Thanks Yes fishing the breakwalls


----------



## mlayers (Aug 22, 2011)

I know I will get torn apart for theis for here go.

Come on guys why even fish for the smallies right now. Let them lay their eggs. When ever you catch a smallies off thier beds the gobies will eat the eggs up by the time the fish can even get back to the nest. Find something else to fish for and let the eggs hatch and the fishing will get better for us.


----------



## SkeetBass (May 1, 2012)

Isn't the season closed for smallies ?


----------



## justin3687 (May 29, 2009)

Closed for small and large mouth. But u can still catch and release. Your just not aloud to keep them

Outdoor Hub mobile, the outdoor information engine


----------



## mlayers (Aug 22, 2011)

That's right closed so why go out and catch them. Allyou do is take them off their nest and the gobies eats the eggs. So now you have less small mouths hatching and less fish to catch. It would be better fishing if you leave them alone. If you want to fish for them fish before May 1st before they lay their eggs.


----------



## SkeetBass (May 1, 2012)

An ODNR rep told me that catch and release is prohibited.


----------



## Orlando (Apr 12, 2004)

SkeetBass said:


> An ODNR rep told me that catch and release is prohibited.


Unless the rules changed in the last year he told you wrong


----------



## Lundy (Apr 5, 2004)

SkeetBass said:


> An ODNR rep told me that catch and release is prohibited.
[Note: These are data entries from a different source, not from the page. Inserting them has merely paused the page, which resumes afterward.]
Issue #15930, opened 2019-06-19
[Flare] onPressEnd not being called on keyup for Enter key


aweary:
@trueadm @necolas 

Using a recent build from `master` I noticed that `onPressEnd` on the `Press` component is not being called on `keyup` when pressing with `Enter`. Here's an example that reproduces the issue: http://react-press-event-keyup-bug.surge.sh/. Here's the source for this example:

```jsx
function Application() {
  const [isPressed, setPressed] = React.useState(false);
  const onPressStart = () => {
    setPressed(true);
  };
  const onPressEnd = () => {
    setPressed(false);
  };
  return (
    <Press onPressStart={onPressStart} onPressEnd={onPressEnd}>
      <button style={{ 
        margin: 48, fontSize: 28, color: isPressed ? "red" : "initial" }}>
        Press Me
      </button>
    </Press>
  );
}
```

**Steps to Reproduce**
1. Focus the button via Tab
2. Press the button by holding down Enter
3. Un-press the button by releasing Enter

`onPressEnd` is never called so the pressed state persists. If you follow the same steps using the Space key or the mouse you'll see it works as expected. The [unit test for this](https://github.com/facebook/react/blob/f4e1ac8cafb75dfab129b95f0eb39591579f3d03/packages/react-events/src/__tests__/Press-test.internal.js#L336) is passing for me with this build which is kinda weird.

aweary:
After some debugging I believe this is due to how `click` events are dispatched when using the Space versus Enter on button elements. With Space the `click` event doesn't get dispatched until `keyup`, while for Enter the `click` event is dispatched on `keydown`. 

This means that `removeRootEventTypes` is called immediately for Enter so the `keyup` event is never handled. This also ends up breaking future presses as the pressed state never gets reset.

aweary:
@trueadm looks like https://github.com/facebook/react/pull/15854 is the root cause, moving `removeRootEventTypes` to the `click` event doesn't work here since `click` comes before `keyup`

necolas:
Fixed by the above PR

PR #15938, opened 2019-06-20
[Flare] Fix keyboard keyup regression

trueadm:
This PR addresses a keyboard bug that was a recent regression found in https://github.com/facebook/react/issues/15930. The problem was that there was a false assumption made that `click` occurred after `keyup`, it's actually the other way around. I've also updated the unit test that tracks this logic and ensured it matched the browser behaviour correctly. @aweary This should work for you now, let me know if you have any other issues!

### DIFF
--- a/packages/react-events/src/Press.js
+++ b/packages/react-events/src/Press.js
@@ -871,6 +871,7 @@ const PressResponder = {
               return;
             }
             isKeyboardEvent = true;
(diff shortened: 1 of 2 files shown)


trueadm:
@aweary I'll try and think of a unit test for that in a follow up. Thanks!

PR #15939, opened 2019-06-20
[Fresh] Throw in prod and change annotation

gaearon:
1. Babel transform now refuses to run in any environment other than `development`. This is to detect misconfiguration early.
2. The runtime now throws at initialization if it's included in a production mode bundle. This should never happen and usually points at misconfiguration. I'll verify this doesn't happen in RN.
3. Changes `@hot reset` annotation to `@refresh reset` to match overall naming.

### DIFF
--- a/packages/react-refresh/src/ReactFreshBabelPlugin.js
+++ b/packages/react-refresh/src/ReactFreshBabelPlugin.js
@@ -8,6 +8,19 @@
 'use strict';
 
 export default function(babel) {
+  if (typeof babel.getEnv === 'function') {
+    // Only available in Babel 7.
+    const env = babel.getEnv();
+    if (env !== 'development') {
+      throw new Error(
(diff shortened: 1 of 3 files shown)


packages/react-refresh/src/ReactFreshBabelPlugin.js
```diff
@@ -8,6 +8,19 @@
...
 
 export default function(babel) {
+  if (typeof babel.getEnv === 'function') {
+    // Only available in Babel 7.
+    const env = babel.getEnv();
+    if (env !== 'development') {
+      throw new Error(
+        'React Refresh Babel transform should only be enabled in development environment. ' +
+          'Instead, the environment is: "' +
+          env +
```
trueadm: I guess Prettier did this, seems strange though. :/

gaearon: yea

PR #15941, opened 2019-06-20
[Fresh] Make global names more obscure

gaearon:
Just a find-and-replace. The goal is to more surely avoid clashes.


gaearon:
This is just a rename of a mangled global so I think I'll just merge. :-)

That is not a factual statement.


Mlayers, If you don't want to fish for them then don't, your choice.


----------



## Steimy (Jun 29, 2008)

mlayers
The area they are fishing is in 20 - 30 ft deep right off the breaker walls. These fish are not spawning there.................there is no where to build a nest and besides, its too deep.


----------



## Tom G (Sep 26, 2004)

Skeetbass He told you wrong
Mlayer Don't fish


----------



## Lucky Touch Charters (Jun 19, 2011)

the odnr does not say you cannot fish smallies after may1. On the Wild ohio email i just got they actually have an article about how it is a great time to fish the bronzebacks even though the season is closed also they encourage you too return them immediately. I am sure they are just waiting to find some poachers tempted enough to keep some


----------



## mlayers (Aug 22, 2011)

I may dio more fishing then you do Tom G. I just don't get out on the big lake as much as I would like. But I fish 4 or 5 times a week. Just don't fish for the ones that is spawning. When I went to the Maumee and caught a female with eggs in her I would release her so she could lay her eggs.


----------



## salmon king (Aug 20, 2008)

SkeetBass said:


> Isn't the season closed for smallies ?


 We'll it depends on where your at!!! In Lake Erie heck no!!! In the lake erie tribs your not allowed to catch them up to a certain point in the river system , than it is legal to keep them...
Do I keep them Nope not a chance...but do I fish for em ...Yep...Also in those areas their is a size limit I think its 15 in ...but Im not positive so dont quote me on it...


----------



## Tom G (Sep 26, 2004)

Mlayer-- Looks like we fish about the same. I am a catch and release fisherman. Only fish I keep would be perch and wally's.


----------



## mlayers (Aug 22, 2011)

Tom G looks like you get out on the lake more then I do. I fish a lot of inland lakes as of right now. But I am working on trying to get on the big lake more.


----------



## Doboy (Oct 13, 2008)

mlayers said:


> That's right closed so why go out and catch them. Allyou do is take them off their nest and the gobies eats the eggs. So now you have less small mouths hatching and less fish to catch. It would be better fishing if you leave them alone. If you want to fish for them fish before May 1st before they lay their eggs.


LMAO!!!
I just about said the SAME THING, to a bass comp guy at Skeeter this week-end. He asked us crappie guys, if we seen any big'uns nesting in the bays,,,
SO HE CAN GO PULL'EM OFF,,, AND WIN 10K!
SOME KINDA SPORTSMAN, RIGHT?

LOL,,, I told him "Ya, Up the NORTH END,,, TONS!"


----------



## smallydreamin (Apr 21, 2008)

Smallmouth tournament this weekend? As noted, the season's been closed for a week. Are there catch and release tournaments for bass?


----------



## FISHIN216 (Mar 18, 2009)

smallydreamin said:


> Smallmouth tournament this weekend? As noted, the season's been closed for a week. Are there catch and release tournaments for bass?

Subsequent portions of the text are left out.